Collected data entries
PR #1404, opened 2026-06-12
fix(conductor): async-deliver reply when an idle conductor's turn outruns RESPONSE_TIMEOUT

p4p3r:
## The residual gap

The conductor bridge relays a user's Telegram/Slack message to the conductor
session. **#452** already handles the case where the conductor is **busy when
the message arrives**: it queues the message and delivers the reply
asynchronously via `_enqueue_message` + the background `_drain_queue` loop +
`reply_callback` (posting "Queued response (waited Xm Ys): …").

But a residual gap remained on the **idle** path. When the conductor is idle at
arrival, both handlers fall through to a **blocking** call:

```python
send_to_conductor(..., wait_for_reply=True, response_timeout=RESPONSE_TIMEOUT)
```

which runs `agent-deck session send --wait --timeout {RESPONSE_TIMEOUT}s` (300s).
If that **single turn** takes longer than the timeout, the CLI returns non-zero
with stderr like:

```
timeout waiting for completion: agent still running after 5m0s
```

`send_to_conductor` then returned `(False, "")` and the handler posted:

```
[Failed to send message to conductor …]
```

— a **false failure**. The message *was* delivered and the conductor keeps
working; only the synchronous reply was lost, yet the user was told it failed.

**Real-world repro:** a user message that triggers a long investigation (>5 min)
from an idle conductor reliably produces "Failed to send" even though the work
runs to completion.

This complements #452 rather than replacing it — same machinery, the other half
of the problem.

## The fix (reuse #452's machinery — no timeout bump)

- `send_to_conductor` now distinguishes an "agent still running" timeout from a
  genuine send failure by matching stderr (`timeout waiting for completion` /
  `still running`) and returns a third `still_running` flag — the wait-path
  result is now `(success, response, still_running)`.
- A new **reply-only** watcher (`_watch_pending_reply` / `_register_pending_reply`)
  polls until the in-flight turn finishes, then delivers the captured output via
  the **same `reply_callback`** the busy path uses ("Queued response
  (waited Xm Ys): …"). Crucially it **never re-sends the message** (the message
  is already in-flight), so there is no double-processing — this is the key
  difference from `_drain_queue`.
- Handles the race where the turn finishes between the timeout and the first
  poll (fetches output anyway), caps the total wait (`PENDING_REPLY_MAX_WAIT`,
  with `get_session_status`/`get_session_output` polling), and logs if it gives
  up.
- The user is now told **"Still working — will reply here when done"** instead
  of a false failure.

Applied to **both** the Telegram and Slack idle paths (they mirror each other).
Heartbeats keep their existing behavior — a still-running timeout is treated as
a skipped cycle, not an async wait.

> Note: this residual gap also affects the released **v1.9.49** line; the branch
> is based on the latest `main` so the PR stays current.

On the timeout itself: a modest `RESPONSE_TIMEOUT` bump could also be argued for,
but that is only a band-aid — the async fallback is the real fix and is kept
separable. No timeout change is included here.

## Validation

- `python3 -c "import ast; ast.parse(open('conductor/bridge.py').read())"` — clean.
- Full `conductor/tests/` suite: **52 passed, 8 skipped**. (Two unrelated tests —
  `test_hooks.py::test_env_vars_set` and
  `test_issue1351_conductor_dedupe.py::test_fresh_setup_creates_session_then_starts_it` —
  fail identically on a clean checkout of `main` in this environment due to
  XDG/`$HOME` path assumptions; they are not touched by this change.)
- Added a focused test module
  `conductor/tests/test_async_reply_on_idle_timeout.py` (11 tests) covering:
  the stderr classification, the new `still_running` tuple signalling, and the
  watcher — delivery after the turn finishes, the already-idle race, the
  empty-output placeholder, the give-up ceiling + notification, end-to-end
  registration firing the callback exactly once, and **assertions that the
  watcher never re-sends the message** (no duplicate delivery).

## Summary by CodeRabbit

* **New Features**
  * Enhanced timeout handling: distinguishes between genuine send failures and cases where messages are successfully delivered but conductor processing continues.

* **Bug Fixes**
  * Eliminated duplicate message sends when conductor communication times out during active processing.
  * Results now delivered exactly once when the conductor completes its work.

* **Tests**
  * Added comprehensive test coverage for timeout classification and async reply delivery mechanisms.

### DIFF
--- a/conductor/bridge.py
+++ b/conductor/bridge.py
@@ -317,6 +317,20 @@ def get_session_output(session: str, profile: str | None = None) -> str:
 ReplyCallback = Callable[[str], Coroutine[Any, Any, None]]
 
 
+def _is_still_running_timeout(stderr: str) -> bool:
+    """True when a blocking `--wait` failed *only* because the turn outran the
+    timeout while the agent keeps working — the message WAS delivered.
+
+    The CLI reports this with stderr like:
+        "timeout waiting for completion: agent still running after 5m0s"
+
+    Distinguishing this benign case from a genuine send failure lets callers
+    deliver the reply asynchronously instead of reporting a false failure.
+    """
+    s = stderr.lower()
+    return "timeout waiting for completion" in s or "still running" in s
+
+
 def send_to_conductor(
     session: str,
     message: str,
@@ -325,10 +339,14 @@ def send_to_conductor(
     response_timeout: int = RESPONSE_TIMEOUT,
     reply_callback: ReplyCallback | None = None,
     force_queue: bool = False,
-) -> tuple[bool, str]:
+) -> tuple[bool, str, bool]:
     """Send a message to the conductor session.
 
-    Returns (success, response_text). When wait_for_reply=False, response_text is "".
+    Returns (success, response_text, still_running). When wait_for_reply=False,
+    response_text is "". still_running is True only on the wait path when the
+    blocking `--wait` timed out because the agent is still working (the message
+    was delivered and the reply should be awaited asynchronously); it is False
+    in every other case.
 
     When wait_for_reply=False and the conductor is busy (running/active/starting),
     the message is queued in-memory and delivered automatically once the conductor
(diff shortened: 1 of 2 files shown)


asheshgoplani:
Reviewed (Claude + Codex reconciliation). CI green, merging. One known limitation noted for a future follow-up: if a queued follow-up message drains in the same 5s poll window the in-flight turn finishes, the pending-reply watcher can capture the later turn's output (session output is last-response scraping, not turn-scoped). Strictly better than the current false-failure behavior in all orderings, so not blocking. A turn-scoped output capture in the CLI would close it properly.

PR #1405, opened 2026-06-12
fix(remote): parse remote's current version, not its advertised update

p4p3r:
## The bug

`agent-deck remote update <name>` could never update a remote that was advertising an available update — a catch-22.

`parseRemoteVersion` in `internal/session/ssh.go` read the remote's version out of `agent-deck version` output using `strings.LastIndex(out, "v")`. A binary one release behind prints:

```
Agent Deck v1.9.49 (update available: v1.9.55)
```

so the **last** `v` landed on the advertised newer version and the function returned `"1.9.55)"` (trailing paren and all) instead of the real current version `"1.9.49"`.

Real-world symptom: a master on v1.9.55 ran `remote update box1`; box1 was actually v1.9.49 but advertised `(update available: v1.9.55)`, so it printed:

```
Current version: v1.9.55)
✓ Up to date
```

and never updated.

### Root cause / impact

`remote update` reads the remote's current version via `CheckBinary` → `versionAt` → `parseRemoteVersion`, then skips the update when `CompareVersions(remoteVersion, localVersion) >= 0`. Because the advertised "update available: vNEWER" string was mis-read as the remote's *current* version, the master concluded the remote was already up to date and skipped it. A remote could never be remote-updated while it advertised an available update.

## The fix

Anchor on the **first** semver token in the output (the real version, right after `Agent Deck v`) with a small regex instead of `LastIndex("v")`. It is robust to the optional `(update available: …)` suffix and trailing punctuation/whitespace, handles bare `1.9.55` / `v1.9.55` and pre-release tails, and falls back to the trimmed raw input when no semver is found so callers still behave. The call-site contract is unchanged (still returns the version string without a leading `v`).

## Tests

Adds a table-driven `TestParseRemoteVersion` in `internal/session/ssh_test.go`:

- `"Agent Deck v1.9.49 (update available: v1.9.55)"` → `"1.9.49"` (the bug case)
- `"Agent Deck v1.9.55"` → `"1.9.55"`
- `"Agent Deck v1.9.55\n"` (trailing newline) → `"1.9.55"`
- `"v1.9.55"` → `"1.9.55"`
- `"1.9.55"` → `"1.9.55"`
- `"Agent Deck v1.9.55-rc.1"` → `"1.9.55-rc.1"`
- garbage with no version → trimmed-raw fallback

Validated locally: `go build ./internal/session/`, `go vet ./internal/session/`, `gofmt -l`, and `go test ./internal/session/` all pass.

## Release Notes

* **Bug Fixes**
  * Improved version detection to correctly extract the agent's actual current version from agent output, ensuring accurate version information is displayed.

* **Tests**
  * Added comprehensive test suite covering version parsing scenarios, including handling of update notifications, prerelease versions, and edge cases.

### DIFF
--- a/internal/session/ssh.go
+++ b/internal/session/ssh.go
@@ -9,6 +9,7 @@ import (
 	"os"
 	"os/exec"
 	"os/signal"
+	"regexp"
 	"strings"
 	"sync"
 	"syscall"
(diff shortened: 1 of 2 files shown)


asheshgoplani:
Reviewed (Claude + Codex). The version output is fully controlled by writeVersionOutput (single line, current version first), so first-semver-token anchoring is correct for every realizable input and strictly better than LastIndex("v"). Matches the marker-based precedent in notify_daemon_cmd.go. CI green — merging.

PR #1411, opened 2026-06-12
feat(tui): session switcher (Ctrl+S)

daniel-k:
## Summary

Adds a quick session switcher bound to `Ctrl+S` so you can hop between sessions without manually navigating the (possibly grouped) list. It works both **while attached** to a session and from the **overview**, modeled after an alt-tab–style picker.

## Behavior

- **`Ctrl+S`** opens the switcher, pre-highlighted on the session you're currently in (or under the cursor, from the overview) — so `Ctrl+S` then `Enter` returns you right there.
- **`Ctrl+S` / `Ctrl+A`** cycle forward / backward; **`↑` / `↓`** browse.
- **`Enter`** attaches to the highlight. Once you've cycled with `Ctrl+S`/`Ctrl+A`, the switcher also **auto-attaches after ~1s idle** (tap a few times and let go).
- **`Esc`** re-attaches to where you came from when opened while attached, or just closes when opened from the overview. **`Ctrl+Q`** (the detach key) drops to the overview.
- Entries mirror the overview's **local** sessions, including the dim conversation/pane title next to each. (See *Known limitations* below for remote sessions.)
- While attached, the tmux status bar shows a `switch` hint (reflecting your configured `switch_session` key) next to the detach hint.

## Why `Ctrl+S` and not `Ctrl+Tab`

`Ctrl+Tab` / `Ctrl+Shift+Tab` only produce a distinct keystroke under an enhanced keyboard protocol that isn't reliably available through a tmux attach — everywhere else `Ctrl+Tab` is indistinguishable from `Tab`, so it can't be intercepted safely. A `ctrl+` byte is the only portable trigger. Similarly, "switch on key release" isn't detectable (terminals don't emit key-release events), so the switcher approximates it with the brief idle auto-commit, and advances are throttled so holding the key can't spin through the list.

## Implementation

- `Ctrl+S` is intercepted in the tmux attach loop (`internal/tmux/pty.go`) across raw-byte, CSI-u, and xterm modifyOtherKeys encodings, then hands control back to the TUI to open the overlay (`internal/ui/session_switcher.go`). From the overview it's dispatched like any other hotkey, after all modal dialogs (so it never shadows the new-session dialog's `Ctrl+S` submit).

■ HOW TO COMPLETE THIS TASK
Wherever a line of the entries holds the string "asynchronously", copy that line.

■ SOLUTION
asynchronously via `_enqueue_message` + the background `_drain_queue` loop +
+    deliver the reply asynchronously instead of reporting a false failure.
+    was delivered and the reply should be awaited asynchronously); it is False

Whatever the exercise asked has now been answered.